- Coat of Arms Léon Family
- Born: Duchy of Brittany
- Died: 1337
- Spouse: Joanna Montmorency
- Issue: Herve VII

= Harvey VI, Lord of Léon =

Breton noble

Herve VI of Léon, nicknamed the Young, (died 1337) was the eldest son of Herve V, Lord of Léon.

== Life ==
As a Lord of Léon, his fief was the castle of La Roche-Maurice. He was undoubtedly the instigator of his sister Isabella's marriage with William of Harcourt, who owned lands about thirty kilometers from Noyon-sur-Andelle, an estate belonging to the Lords of Léon.
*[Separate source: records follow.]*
PR #333, opened 2026-07-30
feat(appsflyer)!: update AppsFlyer Android SDK to v7

vgupta98:
## Description

Updates the AppsFlyer integration to support **AppsFlyer Android SDK v7**.

AppsFlyer released v7 in May 2026, but `gradle/libs.versions.toml` pinned the dependency to
`strictly = "[6.17.0, 7.0.0)"`, published in the `appsflyer:1.3.1`/`1.3.2` POM as `[6.17.0, 7.0.0)`.
Because it uses `strictly`, any app that moves to AppsFlyer v7 gets an outright **dependency
resolution failure** — not a silent downgrade. The two constraints are unsatisfiable together.

The integration source does require changes, because v7 relocated its public classes and removed the
email API:

| API used | 6.17.0 | 7.0.1 |
|---|---|---|
| `AppsFlyerLib.getInstance()` | `com.appsflyer` | `com.appsflyer` (unchanged) |
| `setCustomerUserId(String)` | ✅ | ✅ |
| `logEvent(Context, String, Map)` | ✅ | ✅ |
| `setUserEmails(vararg String)` | ✅ plaintext `user_emails` | ❌ **removed** → `setUserEmail(String)`, sent as SHA-256 `email_hashed` |
| `AFInAppEventType` | `com.appsflyer` | **moved** to `com.appsflyer.share` |
| `AFInAppEventParameterName` | `com.appsflyer` | **moved** to `com.appsflyer.share` |

Critically, the event name and parameter **constants are byte-identical** between 6.17.0 and 7.0.1 —
verified with `javap -constants` across all 29 `AFInAppEventType` and all 78
`AFInAppEventParameterName` entries. So event mapping semantics are completely unchanged; only the
import paths move.

### Why the floor is 7.0.1, not 7.0.0

AppsFlyer made a **breaking API change within the 7.x line, in a patch release**:

| | 7.0.0 | 7.0.1 |
|---|---|---|
| `setUserEmails(vararg String)` | ✅ | ❌ removed |
| `setUserEmails(EmailsCryptType, vararg)` | ✅ | ❌ removed |
| `setUserEmail(String)` | ❌ | ✅ added |
| `setUserPhone` / `setUserFirstName` / `setUserLastName` / `clearUserPii` | ❌ | ✅ added |

No single source can compile against the whole `[7.0.0, 8.0.0)` range. Compiling against the 7.0.1
API (as this PR does) would give anyone resolving 7.0.0 a runtime `NoSuchMethodError`, so the floor is
set to 7.0.1. AppsFlyer 7.0.0 is superseded and was only current between 2026-05-26 and 2026-07-23.

Note: AppsFlyer's [official v6→v7 migration guide](https://dev.appsflyer.com/hc/docs/migrate-android-sdk-to-v7)
still documents `setUserEmails` with `EmailsCryptType` moved to `com.appsflyer.share`. That is **out of
date** relative to the shipped 7.0.1 artifact — neither `setUserEmails` nor `EmailsCryptType` exists
anywhere in the 7.0.1 AAR. All findings here come from inspecting the actual artifacts, not the docs.

### Behavioural change: identify email is now hashed

Event mapping is unchanged, but the `identify` email reaches AppsFlyer differently:

| | v6 | v7 |
|---|---|---|
| Field | `user_emails` | `email_hashed` |
| Value | `{"plain_el_arr":["premium.user@example.com"]}` | `7d4f5d6b…a12c677` |
| Form | plaintext, on every subsequent event | SHA-256 |

Confirmed the hash is of the same address:
`sha256("premium.user@example.com") = 7d4f5d6b2c2991d24d477a261f885afd0fbf5836c9dba696483cca528a12c677`

A privacy improvement, but a customer-visible change: anything keyed on the plaintext
`user_emails` field will now see a hash. Documented in the README.

## Type of change
- [x] Documentation update

## Implementation Details

**`gradle/libs.versions.toml`**
- Bumped `appsflyer-android-sdk` from `{ strictly = "[6.17.0, 7.0.0)", prefer = "6.17.0" }` to
  `{ strictly = "[7.0.1, 8.0.0)", prefer = "7.0.1" }`.

**`Utils.kt`**
- Repointed `AFInAppEventType` and `AFInAppEventParameterName` imports to `com.appsflyer.share`.
  These two imports account for 37 of the 38 compile errors the bump produces; no other line in the
  file changes.

**`AppsFlyerIntegration.kt`**
- Replaced the removed `setUserEmails(it)` with `setUserEmail(it)` in `identify()`. The integration
  only ever passed a single email, so this is behaviourally equivalent.

**`AppsFlyerIntegrationTest.kt` / `UtilsTest.kt`**
- Same mechanical import move, plus `setUserEmails` → `setUserEmail` in the two MockK verifications
  and their test names. No assertions changed — the existing expected event names and parameter keys
  all still hold, which is the relevant signal that mapping behaviour is intact.

**`README.md`**
- Supported native version `6.17.0` → `7.x (>= 7.0.1, < 8.0.0)`, with an explanation of the 7.0.1 floor.
- Added a note directing apps still on AppsFlyer v6 to the `1.x` line, linking AppsFlyer's migration guide.
- Rewrote the Usage snippet for the v7 startup model: `start()` no longer takes a `Context` and must be
  called from inside a `registerSessionReadyListener` block. Also moved `setLogLevel` before `init` so
  initialization logging is actually emitted.
- Noted that `com.android.installreferrer:installreferrer` does **not** need to be added by consumers:
  AppsFlyer's v7 guide lists it as required, but this integration already declares it (see
  `integrations/appsflyer/build.gradle.kts:118`, asserted by the POM verification test), so it arrives
  transitively. Flagging it avoids a reader following both docs adding a conflicting version.
- Added an "Install referrer collection" section: in v6 the SDK collected referrer data automatically,
  in v7 it is **opt-in** via `collectDataFromLauncherActivity`. This is a silent attribution behaviour
  change for apps that don't add that call.
- Noted the API 21 floor and the new `com.google.android.play:integrity` transitive dependency.

**Deliberately not changed**
- `RudderStackBuildConfig.kt` version and `CHANGELOG.md` are **not** hand-edited — `draft-new-release.yml`
  generates both via `bump-versions.sh` / `generate-changelog.sh` from conventional commits. Verified:
  `./scripts/releases/detect-affected-modules.sh` outputs `appsflyer|major|1.3.2|2.0.0`, and no other
  module is affected (`libs.versions.toml` does not map to any module in `file_to_module`).

## Checklist
- [x] I have added tests that prove my fix is effective or that my feature works. — No new tests; this is a dependency bump with no new logic. The existing 60-test suite passing unmodified (apart from the mechanical rename) against v7 is the relevant signal, backed by the end-to-end run below.
- [x] I have ensured that my code follows the project's code style. — `detekt` clean.
- [x] I have checked for potential performance impacts and optimized if necessary. — None; no logic change.
- [x] I have checked the code for security issues. — No credentials committed; `gitleaks` clean.
- [x] I have updated the changelog (if required). — Not required; generated at release time.

## How to test?

**Automated**
```bash
./gradlew :integrations:appsflyer:build
# BUILD SUCCESSFUL — detekt + lint clean
# AppsFlyerIntegrationTest 20/20, UtilsTest 39/39, AppsFlyerPomVerificationTest 1/1 (60 total, 0 failures)
```

Resolution and generated POM:
```
com.appsflyer:af-android-sdk:{strictly [7.0.1, 8.0.0); prefer 7.0.1} -> 7.0.1
├── com.appsflyer:af-android-sdk-base:7.0.1
└── com.google.android.play:integrity:1.3.0

pom-default.xml: <version>[7.0.1, 8.0.0)</version>
```

`AppsFlyerPomVerificationTest` passes without a fixture update — its `normalizeVersions()` masks
`<version>` values, so the range change is tolerated by design.

**End-to-end verification: v6 vs v7 A/B comparison (completed)**

Ran the same 23-event sequence (identify → 16 track → 5 screen) twice on one device
(Pixel 9a emulator, Android 17, registered as an AppsFlyer test device), separated by
`customer_user_id`:

| | Integration | AppsFlyer SDK |
|---|---|---|
| Baseline | `appsflyer:1.3.2` (released == develop) | 6.17.0 |
| This branch | locally published | 7.0.1 |

Compared both the client-side payloads (from the AppsFlyer SDK's own outgoing request
logs) and the server-side raw-data CSV exports from the AppsFlyer dashboard.

**Result: all 23 event names and `event_value` payloads are byte-for-byte identical.**
That covers custom-event naming, every `af_*` constant, array-valued parameters,
nested objects and rich screen naming.

One apparent discrepancy resolved: `af_ad_click` was missing from the v6 dashboard
export. The raw logs show v6 *did* send it, with a payload identical to v7's, and
AppsFlyer's server returned `404 Not Found` for that one request — a transient
server-side drop, not a mapping difference. Non-200 responses: v6 = 1, v7 = 0.

The only intentional difference is the identify email field (see above).

## Breaking Changes

**This integration now requires AppsFlyer Android SDK v7 (>= 7.0.1).** It can no longer resolve
alongside AppsFlyer 6.x — and because the constraint uses `strictly`, resolution fails outright rather
than silently downgrading.

Apps pinned to AppsFlyer 6.x cannot take this version. Migration path:

1. Stay on the **1.x** line of this integration if the app is not ready for AppsFlyer v7, **or**
2. Migrate the app to AppsFlyer SDK v7 and adopt this version. Required host-app changes:
   - Call `start()` with no arguments, from inside a `registerSessionReadyListener` block —
     `start(Context)` was removed.
   - Add `com.android.installreferrer:installreferrer:2.2`; v7 removed the broadcast receivers that
     previously collected referrer data.
   - Call `collectDataFromLauncherActivity(Activity)` from the launcher activity's `onCreate` if the app
     relies on referrer attribution — this is opt-in in v7, where v6 did it automatically.
   - Import `AppsFlyerConversionListener` from `com.appsflyer.share` if passing a listener to `init`.
   - Note that v6 APIs `setCollectIMEI`, `setCollectOaid`, `setSharingFilter*`,
     `setCustomerIdAndLogSession`, `validateAndLogInAppPurchase`, `subscribeForDeepLink`,
     `performOnDeepLinking` and `waitForCustomerUserId` were all removed.
   - Be aware the `identify` email now reaches AppsFlyer as a SHA-256 `email_hashed`
     value rather than plaintext `user_emails`. No app-side change is needed, but
     downstream consumers of the plaintext field may need reconfiguring.
   - See AppsFlyer's [Android v6 → v7 migration guide](https://dev.appsflyer.com/hc/docs/migrate-android-sdk-to-v7).

Because a dependency major bump forces a migration on consumers, this releases as **`appsflyer:2.0.0`**,
keeping the `1.x` line available for AppsFlyer v6 users. The release tooling derives this automatically
from the `feat!` commit.

## Maintainers Checklist
- [ ] CI tests have passed.

N/A

## Additional Context

- Linear: [SDK-5128](https://linear.app/rudderstack/issue/SDK-5128/android-kotlin-update-appsflyer-integration)
- **New transitive dependency:** v7 splits into `af-android-sdk` + `af-android-sdk-base` and adds
  `com.google.android.play:integrity:1.3.0` (which pulls `play-services-basement`). Apps get a new
  Google Play dependency with APK-size and ProGuard implications they did not explicitly opt into —
  worth a release-note callout.
- **kotlin-stdlib is forced to 2.0.21** (v7's `api` dependency, up from 1.8.22 in 6.17.0), which upgrades
  stdlib across the whole consumer graph. This compiles cleanly with the repo's Kotlin 1.9.0 — no
  metadata incompatibility — but consumers on older Kotlin should be aware.
- **minSdk 19 → 21** in the AppsFlyer AAR. No impact here: `RudderStackBuildConfig.AndroidBuild.MIN_SDK`
  is already 21.
- **Dual 6.x/7.x support is not possible.** Widening the range to accept both would not work: the
  constant classes live in different packages across the two majors, so a single source cannot compile
  against both. Reflection would be the only route and is not worth it for this.
- **Residual risk:** AppsFlyer broke a public API in a patch release (7.0.0 → 7.0.1) once already, so the
  `[7.0.1, 8.0.0)` range carries some risk that a future 7.x patch breaks compilation again. Narrowing
  further would be unhelpfully rigid, but it is worth watching new 7.x releases.
- The POM validator baselines in `.claude/skills/rsa-validate-*-pom/references/` still record the old
  `[6.17.0, 7.0.0)` range. Those are post-release validation baselines and are intentionally left for the
  release-validation step rather than updated here.


dciccale (changes requested):
Please address the failing PR title check and clarify or remove the redundant install-referrer dependency instruction. The AppsFlyer v7 implementation and validation otherwise look good.

dciccale (approved):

In 1323 he also inherited the lands of his paternal aunt Amicia, wife of William of La Roche-Moisan. In 1327 he used these lands for the dowry of his daughter Joanna, widow of Oliver II, Viscount of Rohan.

===Franco-Flemish War===
In c. 1302 before his father's death, Herve accompanied him during the Franco-Flemish War. After Harvey V's death, he is said to have taken part to the Battle of Mons-en-Pévèle, which Philip IV of France won with difficulty. He fought the Flemish again under Philip V in 1318 and Philip VI in 1328.

===Benefactor===
Herve VI was a benefactor of several abbeys, such as the Abbey of Daoulas, which had been founded by his ancestors. He ordered the construction of the altars of Saint Giles and Lupus in the priory of "Goelet Forest".

===Marriage and issue===
Harvey VI married Joanna, eldest daughter of Erard of Montmorency. They had four children:
- Harvey VII, who succeeded his father;
- Erard, Lord of Frémerville, who fought with his eldest brother during the War of the Breton Succession and managed the possessions of his under-age nephew, Harvey VIII;
- Joanna, who married Oliver II, Viscount of Rohan, then John I of Rougé, Lord of Derval;
- Maud, who married Harvey of Pont-l'Abbé, a.k.a. Harvey du Pont, who died on 29 September 1364 at the Battle of Auray with Charles of Blois;
- Amice, who married firstly Oliver of Tinténiac in 1343 and secondly Guillaume du Chastellier.

== Sources ==
- Chaillou, Léa. The House of Léon: Genealogy and Origins. Foundations: The Journal of the Foundation for Medieval Genealogy, volume 11, 2019, pp. 19–48
- Patrick Kernévez & Frédéric Morvan Généalogie des Hervé de Léon (vers 1180-1363). Bulletin de la Société archéologique du Finistère, 2002, p. 279-312.